Directions for this task: All that is wanted is an exact copy of the lines below, starting at the one that contains "I have used" and running to the end.

--- Material supplied Enclosed Below ---

PR #1706, opened 2023-10-01
feat: add support for graphql-tools-executor

YutaUra:

- Some GraphQL server libraries, such as graphql-yoga, use @graphql-tools/executor instead of graphql.js built-in executor.

- Instrument @graphql-tools/executor

I have used the existing graphql.js excutor implementation as a reference, but if there is anything missing or incomplete in the testing or source code, I would be glad to hear about it.


JamieDanielson:
@YutaUra Sorry we have not had a chance to review this and it has been a while. Is this something you are still interested in, and would you be willing to be a maintainer of the instrumentation? This will be important to know before we can give this a thorough review. Thanks!

phal0r:
Facing the same problem, it makes sense to have this instrumented aswell. Since these instrumentations are rather low-level it took hours to figure out, why the instrumentation did not work as expected.

JamieDanielson:
> @YutaUra Sorry we have not had a chance to review this and it has been a while. Is this something you are still interested in, and would you be willing to be a maintainer of the instrumentation? This will be important to know before we can give this a thorough review. Thanks!

If it helps to understand why I ask, here is a [link to some new guidance](https://github.com/open-telemetry/opentelemetry-js-contrib/blob/main/CONTRIBUTING.md#new-instrumentation) we've written about new instrumentations getting added to this repo.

--- End of Enclosed Material supplied ---

Written answer:
I have used the existing graphql.js excutor implementation as a reference, but if there is anything missing or incomplete in the testing or source code, I would be glad to hear about it.


JamieDanielson:
@YutaUra Sorry we have not had a chance to review this and it has been a while. Is this something you are still interested in, and would you be willing to be a maintainer of the instrumentation? This will be important to know before we can give this a thorough review. Thanks!

phal0r:
Facing the same problem, it makes sense to have this instrumented aswell. Since these instrumentations are rather low-level it took hours to figure out, why the instrumentation did not work as expected.

JamieDanielson:
> @YutaUra Sorry we have not had a chance to review this and it has been a while. Is this something you are still interested in, and would you be willing to be a maintainer of the instrumentation? This will be important to know before we can give this a thorough review. Thanks!

If it helps to understand why I ask, here is a [link to some new guidance](https://github.com/open-telemetry/opentelemetry-js-contrib/blob/main/CONTRIBUTING.md#new-instrumentation) we've written about new instrumentations getting added to this repo.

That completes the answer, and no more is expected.